### Raw data
Issue #239, opened 2019-07-03
Make path optional


mengqiy:
From https://github.com/kubernetes-sigs/kubebuilder/pull/763#discussion_r296004286.

haiyanmeng:
I will take a look at this

PR #252, opened 2019-07-11
Make the `Path` field of the "+kubebuilder:resource" marker optional

haiyanmeng:
Fix: https://github.com/kubernetes-sigs/controller-tools/issues/239

This PR also adds `-race` flag into `go test`

This should unblock https://github.com/kubernetes-sigs/kubebuilder/pull/763

### DIFF
--- a/pkg/crd/markers/crd.go
+++ b/pkg/crd/markers/crd.go
@@ -179,7 +179,7 @@ func (s PrintColumn) ApplyToCRD(crd *apiext.CustomResourceDefinitionSpec, versio
 
 // Resource defines "+kubebuilder:resource"
 type Resource struct {
-	Path       string
+	Path       string   `marker:",optional"`
 	ShortName  []string `marker:",optional"`
 	Categories []string `marker:",optional"`
 	Singular   string   `marker:",optional"`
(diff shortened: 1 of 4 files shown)


pkg/crd/markers/crd.go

### Directions for this task
Print every record exactly as it was given.

### Written response
Issue #239, opened 2019-07-03
Make path optional


mengqiy:
From https://github.com/kubernetes-sigs/kubebuilder/pull/763#discussion_r296004286.

haiyanmeng:
I will take a look at this

PR #252, opened 2019-07-11
Make the `Path` field of the "+kubebuilder:resource" marker optional

haiyanmeng:
Fix: https://github.com/kubernetes-sigs/controller-tools/issues/239

This PR also adds `-race` flag into `go test`

This should unblock https://github.com/kubernetes-sigs/kubebuilder/pull/763

### DIFF
--- a/pkg/crd/markers/crd.go
+++ b/pkg/crd/markers/crd.go
@@ -179,7 +179,7 @@ func (s PrintColumn) ApplyToCRD(crd *apiext.CustomResourceDefinitionSpec, versio
 
 // Resource defines "+kubebuilder:resource"
 type Resource struct {
-	Path       string
+	Path       string   `marker:",optional"`
 	ShortName  []string `marker:",optional"`
 	Categories []string `marker:",optional"`
 	Singular   string   `marker:",optional"`
(diff shortened: 1 of 4 files shown)


pkg/crd/markers/crd.go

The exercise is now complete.